Specialized Roles in Meiosis

During meiosis, the type of cell division that produces eggs and sperm, cells use specialized versions of cohesin subunits. In mammals, the standard RAD21 is largely replaced by a protein called REC8, SMC1A is swapped for SMC1B, and SA1/SA2 are replaced by STAG3. These meiotic versions handle the unique demands of meiosis, including pairing homologous chromosomes (not just sister chromatids) and managing the two rounds of division needed to halve the chromosome number.

SMC1B, originally thought to function only in meiosis, has since been found in non-meiotic cells as well, where it participates in a mitotic cohesin complex. This overlap hints that the boundary between “meiotic” and “mitotic” cohesin may be less rigid than initially believed.

What Happens When Cohesin Goes Wrong

Because cohesin is involved in so many fundamental cellular processes, mutations in its subunits or regulatory proteins cause serious developmental disorders collectively known as cohesinopathies. The best-characterized of these is Cornelia de Lange syndrome, which results from mutations in any of at least seven genes that affect the cohesin complex. People with this condition typically have distinctive facial features, growth delays, and limb malformations, though the severity varies widely.

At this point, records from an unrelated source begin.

PR #62, opened 2023-04-23
ALS004_Alignment-segment-shape-representation 

JTurbakiewicz:


Ghesselink (commented):
Nice work :) 

Should we formulate the rule (and the one of ALB002 I wrote before as well) slightly different to allow for more reuse of the already written code, e.i. 'The value must be X' https://github.com/buildingSMART/ifc-gherkin-rules/blob/47b6a14abb41da91b97d5ca65dc3c1f1ab243429/features/steps/thens/values.py#L11-L66

An idea would then be (something like) : 

_Scenario 1 : _Agreement on Representation being Axis__
```
Given a file with Schema Identifier "IFC4X3_TC1" or "IFC4X3_ADD1" or "IFC4X3"
And An IfcAlignmentSegment
And Its attribute RepresentationIdentifier
Then Its value must be 'Axis'
```

_Scenario 2 : Agreement on RepresentationType being Segment_
```
Given Repeat steps 1,2,3,4,5 #maybe change this to 1-5?
Then The value must be Segment
```
The functionality of this 'Repeat steps' can be found in the open PR for GEM005 https://github.com/buildingSMART/ifc-gherkin-rules/blob/0f2a25634cde3ea348faac6aa1be8845b2a82019/features/steps/giventhens/repeat_return.py#L6-L17

_Scenario 3 : Agreement on items being IfcCurveSegment_
```
Given repeat steps 1 - 5
Then The value must be 'IfcCurveSegment' #or change to 'items' and add @ to the step impl
```

features/RI009_Alignment-segment-shape-representation.feature
```diff
@@ -0,0 +1,14 @@
+@implementer-agreement
+@RI
+Feature: RI009 - Alignment segment shape representation
+The rule verifies, that each IfcAlignmentSegment uses correct representation.
```
pjanck, line 4:
```suggestion
The rule verifies that each IfcAlignmentSegment uses correct representation.
```

features/steps/thens/attributes.py
```diff
@@ -61,15 +61,30 @@ def step_impl(context, entity, other_entity):
...
+def step_impl(context, attribute, value):
+    if getattr(context, 'applicable', True):
+        errors = []
+        for instance in context.instances:
+            while isinstance(instance, (tuple, list)):
+                instance = instance[0]
+            attribute_value = getattr(instance, attribute, 'Attribute not found')
+            if attribute_value != value:
+                errors.append(err.InvalidValueError(instance, attribute, attribute_value))
+        misc.handle_errors(context, errors)
```
pjanck, line 89: I fear that it will introduce merge conflicts with #63 . Let's see.

test/files/ri009/pass-ri009-alignment-segment-shape-representation.ifc
```diff
@@ -0,0 +1,824 @@
+ISO-10303-21;
+/*  Testfile: pass-ri009-alignment-segment-shape-representation.ifc */
+/*  IFC-Requirement: ri009; Alignment segment shape representation in IFC */
+HEADER;
+FILE_DESCRIPTION(('ViewDefinition [Ifc4X3NotAssigned]'),'2;1');
+FILE_NAME ('pass-ri009-alignment-segment-shape-representation.ifc', '2023-03-14T15:36:48', ('bSI Railway Room - Technical Services'), ('aIFC4Rail'), 'Automatic Pass File Production', 'Python+IfcOpenShell', 'BC-002');
+FILE_SCHEMA(('IFC4X3'));
```
pjanck, line 7: I believe that this schema identifier is incorrect (similarly for other test files).

pjanck (changes requested):

features/RI009_Alignment-segment-shape-representation.feature
evandroAlfieri, line 1: Please replace RI009 with ALS004

features/RI009_Alignment-segment-shape-representation.feature
```diff
@@ -0,0 +1,14 @@
+@implementer-agreement
+@RI
+Feature: RI009 - Alignment segment shape representation
```
evandroAlfieri, line 3: Please replace RI009 with ALS004

test/files/ri009/README.MD
evandroAlfieri, line 1: Please replace RI009 with ALS004

test/files/ri009/fail-ri009-scenario01-wrong-items-type.ifc
evandroAlfieri, line 1: Please replace RI009 with ALS004

test/files/ri009/fail-ri009-scenario01-wrong-representationidentifier-value.ifc
evandroAlfieri, line 1: Please replace RI009 with ALS004

test/files/ri009/fail-ri009-scenario01-wrong-representationtype-value.ifc
evandroAlfieri, line 1: Please replace RI009 with ALS004

test/files/ri009/pass-ri009-alignment-segment-shape-representation.ifc
evandroAlfieri, line 1: Please replace RI009 with ALS004

evandroAlfieri (commented):
Looks good. Just the unfortunate renaming of all RI009.

features/steps/thens/attributes.py
JTurbakiewicz: For sure, but should be trivial to solve. I don't think there's much we can do if we want to have those rules split.

JTurbakiewicz:
> 



> Nice work :)
> 
> Should we formulate the rule (and the one of ALB002 I wrote before as well) slightly different to allow for more reuse of the already written code, e.i. 'The value must be X'
> 
> https://github.com/buildingSMART/ifc-gherkin-rules/blob/47b6a14abb41da91b97d5ca65dc3c1f1ab243429/features/steps/thens/values.py#L11-L66
> 
> An idea would then be (something like) :
> 
> _Scenario 1 : _Agreement on Representation being Axis__
> 
> ```
> Given a file with Schema Identifier "IFC4X3_TC1" or "IFC4X3_ADD1" or "IFC4X3"
> And An IfcAlignmentSegment
> And Its attribute Representation
> And Its attribute Representations
> And Its attribute RepresentationIdentifier
> Then Its value must be 'Axis'
> ```
> 
> _Scenario 2 : Agreement on RepresentationType being Segment_
> 
> ```
> Given Repeat steps 1,2,3,4,5 #maybe change this to 1-5?
> Then The value must be Segment
> ```
> 
> The functionality of this 'Repeat steps' can be found in the open PR for GEM005
> 
> https://github.com/buildingSMART/ifc-gherkin-rules/blob/0f2a25634cde3ea348faac6aa1be8845b2a82019/features/steps/giventhens/repeat_return.py#L6-L17
> 
> _Scenario 3 : Agreement on items being IfcCurveSegment_
> 
> ```
> Given repeat steps 1 - 5
> Then The value must be 'IfcCurveSegment' #or change to 'items' and add @ to the step impl
> ```
> 
> This way we get rid of some duplicate code and reuse `'The value must be {constraint}'` often. We could even distinquish between 'type' and 'value' in the gherkin implementation by adding` 'The {type/value/items} must be {constraint}` and perhaps the feature file itself becomes more readable (we could potentially use the scenario description as a description of what is being tested for the platform itself). But maybe I am making it too complicated, I'm not sure .. What do you think?

Hi!

Thank you for a great comment. 

I think to setup multiple scenarios with repeatable code we could also use the Background feature, as experimented here: https://github.com/buildingSMART/ifc-gherkin-rules/pull/37/files#diff-f12e75ce63549024543ab0c71a93b3cc880178205d26599482a386aa6041d205R5

I find it a bit more readable than` Given repeat steps 1 - 5`, but that's debatable of course. 

As for using the already present step: 'The value must be {constraint}' (thens/values.py). 
I think this is a good idea, but I would have to add a decorator, to have something like:

```
@then("The value must be equal to: {constraint}")  # HERE CHANGE
@then("The value must {constraint}")
@then("The values must {constraint}")
@then('At least "{num:d}" value must {constraint}')
@then('At least "{num:d}" values must {constraint}')
def step_impl(context, constraint, num=None):
```

And I would add the logic checking the value being equal to the provided value to this step, as currently {constraint} checks for 'identical', 'unique' mostly.  But I do agree that it would perhaps be cleaner to use this step.

What do you think? @Ghesselink

pjanck:
> An idea would then be (something like) :
> _Scenario 1 : _Agreement on Representation being Axis__
> ```
> Given a file with Schema Identifier "IFC4X3_TC1" or "IFC4X3_ADD1" or "IFC4X3"
> And An IfcAlignmentSegment
> And Its attribute Representation
> And Its attribute Representations
> And Its attribute RepresentationIdentifier
> Then Its value must be 'Axis'
> ```
> _Scenario 2 : Agreement on RepresentationType being Segment_
> ```
> Given Repeat steps 1,2,3,4,5 #maybe change this to 1-5?
> Then The value must be Segment
> ```

> I think to setup multiple scenarios with repeatable code we could also use the Background feature, as experimented here: https://github.com/buildingSMART/ifc-gherkin-rules/pull/37/files#diff-f12e75ce63549024543ab0c71a93b3cc880178205d26599482a386aa6041d205R5

I agree; the way I understand the proposal, I also think that this reinvents an existing Gherkin feature: the [Background](https://cucumber.io/docs/gherkin/reference/#background) keyword. 

> I would have to add a decorator

This is a code-architecture decision. I don't have any strong opinions on this.

Ghesselink:
> I also think that this reinvents an existing Gherkin feature

>  think to setup multiple scenarios with repeatable code we could also use the Background feature

Agree with both of you @pjanck @JTurbakiewicz . In this case it seems clearer. 

So then it would be something like : 
```
Background : AlignmentSegment Representation

Given a file with Schema Identifier "IFC4X3_TC1" or "IFC4X3_ADD1" or "IFC4X3"
And An IfcAlignmentSegment
And Its attribute RepresentationIdentifier

Scenario : Agreemen on Representation being Axis
Then The value must be 'Axis'

Scenario: Agreement on RepresentationType being Segment 
Then: The value must be 'Segment' 

Scenario: Agreement on IfcCurveSegment
Then: The value must be 'IfcCurveSegment'
```
It looks like if someone reads it for the first time they'll immediately know what's being tested, nice :-) 
Does this work? 

> I think this is a good idea, but I would have to add a decorator, to have something like

That's not required I think as it's already covered by the `@The value must {constraint} ` . In the example of '`The value must be 'Axis',` the constraint is 'be Axis' and 'be' part will be stripped from the constraint, leaving only 'Axis' in this case. https://github.com/JTurbakiewicz/ifc-gherkin-rules/blob/bb4a7f3c2b3db3a65e20f5b93e5a3e3fa39cd165/features/steps/thens/values.py#L21-L22 . 
Then there seems to be two options of implementation: 
- If there is nothing 'extra' stated in the constraint (such as identical/unique), as is the case above, implement it as 'equal to'. That also leaves the option open to implement the specific 'equal to' as actually equality between to values if this use case comes up. Then we'll need to check for the combination of a _literal 'be' followed by a value._ 
- Require for the gherkin statement to specifically state 'value must _be equal to_ Axis' and implement it in a similar way as `identical` and `unique`. https://github.com/JTurbakiewicz/ifc-gherkin-rules/blob/bb4a7f3c2b3db3a65e20f5b93e5a3e3fa39cd165/features/steps/thens/values.py#L29 . 
Now I'm writing this down, I think I'm leaning towards the first option. It seems to me that it will more understandable for someone else reading or making own gherkin statements (including future us).

But we could decide to be more specific about this, in which case I think it'll be better just to leave it in the {constraint} variable and treat in a similar way as 'identical' and 'unique https://github.com/JTurbakiewicz/ifc-gherkin-rules/blob/bb4a7f3c2b3db3a65e20f5b93e5a3e3fa39cd165/features/steps/thens/values.py#L29

JTurbakiewicz:
> > I also think that this reinvents an existing Gherkin feature
> 
> > think to setup multiple scenarios with repeatable code we could also use the Background feature
> 
> Agree with both of you @pjanck @JTurbakiewicz . In this case it seems clearer.
> 
> So then it would be something like :
> 
> ```
> Background : AlignmentSegment Representation
> 
> Given a file with Schema Identifier "IFC4X3_TC1" or "IFC4X3_ADD1" or "IFC4X3"
> And An IfcAlignmentSegment
> And Its attribute Representation
> And Its attribute Representations
> And Its attribute RepresentationIdentifier
> 
> Scenario : Agreemen on Representation being Axis
> Then The value must be 'Axis'
> 
> Scenario: Agreement on RepresentationType being Segment 
> Then: The value must be 'Segment' 
> 
> Scenario: Agreement on IfcCurveSegment
> Then: The value must be 'IfcCurveSegment'
> ```
> 
> This would look very clear indeed, nice :-)
> 
> > I think this is a good idea, but I would have to add a decorator, to have something like
> 
> That's not required I think as it's already covered by the `@The value must {constraint} ` . In the example of '`The value must be 'Axis',` the constraint is 'be Axis' and 'be' part will be stripped from the constraint, leaving only 'Axis' in this case. https://github.com/JTurbakiewicz/ifc-gherkin-rules/blob/bb4a7f3c2b3db3a65e20f5b93e5a3e3fa39cd165/features/steps/thens/values.py#L21-L22 . Then there seems to be two options of implementation:
> 
> * If there is nothing 'extra' stated in the constraint (such as identical/unique), as is the case above, implement it as 'equal to'. That also leaves the option open to implement the specific 'equal to' as actually equality between to values if this use case comes up. Then we'll need to check for the combination of a _literal 'be' followed by a value._
> * Require for the gherkin statement to specifically state 'value must _be equal to_ Axis' and implement it in a similar way as `identical` and `unique`. https://github.com/JTurbakiewicz/ifc-gherkin-rules/blob/bb4a7f3c2b3db3a65e20f5b93e5a3e3fa39cd165/features/steps/thens/values.py#L29 .
> 
> While I am writing this down, I think I'm leaning towards the first option. It seems to me that it will more understandable for someone else reading or making own gherkin statements (including future us). The implementation in python would then be to change https://github.com/JTurbakiewicz/ifc-gherkin-rules/blob/bb4a7f3c2b3db3a65e20f5b93e5a3e3fa39cd165/features/steps/thens/values.py#L21-L22 With something like :
> 
> ```
> while constraint.startswith('be'):
>    constraint = constraint[3:]
>    if re.search(r'\s', constraint): #check if str containts one value, i.e. not containing whitespaces
>       if not constraint in context.instances: # untested yet, perhaps needs to be modified to know which instances is causing the error). 
>           errors.append(some_error_category) #tbd 
>  while constraint.startswith('in'):
>      constraint = constraint[3:]
> ```
> 
> I'll test and work this out further, but would first like to know if you agree/I make sense :) @JTurbakiewicz

Makes sense. I'll play with it a little bit as well.

The additional constraint of ours is to have all the scenarios, so:
```

    Then The value of attribute RepresentationIdentifier must be Axis
    And The value of attribute RepresentationType must be Segment
    And The type of attribute Items must be IfcCurveSegment
```
    
   Be present in the same time. I'll check if background scenario lets us do that.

Cornelia de Lange syndrome is often described as a “transcriptomopathy,” meaning the symptoms arise not from failures in chromosome segregation but from widespread disruptions in gene expression during development. This underscores how central cohesin’s genome-organizing role is to normal human biology. Cohesin mutations have also been linked to certain cancers, where faulty chromosome segregation or altered gene regulation can drive tumor growth.